## [YOUR INSTRUCTIONS]
Begin at the top of the records and copy each line exactly. The line containing "- Allow recomputing" is the last one to include.

## [THE RECORDS]
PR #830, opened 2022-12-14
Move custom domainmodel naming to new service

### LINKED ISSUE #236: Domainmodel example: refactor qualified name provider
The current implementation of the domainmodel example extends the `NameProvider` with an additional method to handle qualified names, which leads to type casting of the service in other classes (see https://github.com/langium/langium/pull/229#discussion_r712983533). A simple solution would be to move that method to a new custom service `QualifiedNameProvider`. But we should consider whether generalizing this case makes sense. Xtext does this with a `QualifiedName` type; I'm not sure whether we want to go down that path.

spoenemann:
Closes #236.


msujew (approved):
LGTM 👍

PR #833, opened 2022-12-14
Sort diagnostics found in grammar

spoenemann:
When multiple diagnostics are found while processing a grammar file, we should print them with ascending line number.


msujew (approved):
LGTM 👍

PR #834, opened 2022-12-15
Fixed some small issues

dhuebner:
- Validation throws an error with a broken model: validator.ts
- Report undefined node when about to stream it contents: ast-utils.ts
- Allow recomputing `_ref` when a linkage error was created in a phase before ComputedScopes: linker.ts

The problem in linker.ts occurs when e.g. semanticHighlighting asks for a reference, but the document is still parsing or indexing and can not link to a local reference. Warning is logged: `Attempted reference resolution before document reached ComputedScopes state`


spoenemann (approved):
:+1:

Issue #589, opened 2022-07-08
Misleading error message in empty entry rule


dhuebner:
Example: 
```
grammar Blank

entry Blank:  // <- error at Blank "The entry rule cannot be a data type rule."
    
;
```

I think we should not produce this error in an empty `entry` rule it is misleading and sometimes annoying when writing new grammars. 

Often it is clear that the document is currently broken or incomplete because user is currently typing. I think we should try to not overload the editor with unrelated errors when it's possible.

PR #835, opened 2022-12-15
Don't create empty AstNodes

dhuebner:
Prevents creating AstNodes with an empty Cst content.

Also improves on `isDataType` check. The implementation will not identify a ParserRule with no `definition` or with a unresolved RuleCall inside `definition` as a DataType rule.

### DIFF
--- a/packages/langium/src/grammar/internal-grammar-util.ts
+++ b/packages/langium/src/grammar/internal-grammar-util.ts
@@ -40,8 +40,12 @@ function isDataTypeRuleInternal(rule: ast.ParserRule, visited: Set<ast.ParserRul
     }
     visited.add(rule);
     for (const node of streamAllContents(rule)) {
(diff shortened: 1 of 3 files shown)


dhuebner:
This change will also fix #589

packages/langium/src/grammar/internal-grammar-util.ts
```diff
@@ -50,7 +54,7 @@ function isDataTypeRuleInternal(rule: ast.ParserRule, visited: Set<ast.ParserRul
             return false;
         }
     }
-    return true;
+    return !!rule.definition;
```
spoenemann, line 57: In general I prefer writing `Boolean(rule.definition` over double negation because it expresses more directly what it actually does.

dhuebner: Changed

## [ANSWER SECTION]
PR #830, opened 2022-12-14
Move custom domainmodel naming to new service

### LINKED ISSUE #236: Domainmodel example: refactor qualified name provider
The current implementation of the domainmodel example extends the `NameProvider` with an additional method to handle qualified names, which leads to type casting of the service in other classes (see https://github.com/langium/langium/pull/229#discussion_r712983533). A simple solution would be to move that method to a new custom service `QualifiedNameProvider`. But we should consider whether generalizing this case makes sense. Xtext does this with a `QualifiedName` type; I'm not sure whether we want to go down that path.

spoenemann:
Closes #236.


msujew (approved):
LGTM 👍

PR #833, opened 2022-12-14
Sort diagnostics found in grammar

spoenemann:
When multiple diagnostics are found while processing a grammar file, we should print them with ascending line number.


msujew (approved):
LGTM 👍

PR #834, opened 2022-12-15
Fixed some small issues

dhuebner:
- Validation throws an error with a broken model: validator.ts
- Report undefined node when about to stream it contents: ast-utils.ts
- Allow recomputing `_ref` when a linkage error was created in a phase before ComputedScopes: linker.ts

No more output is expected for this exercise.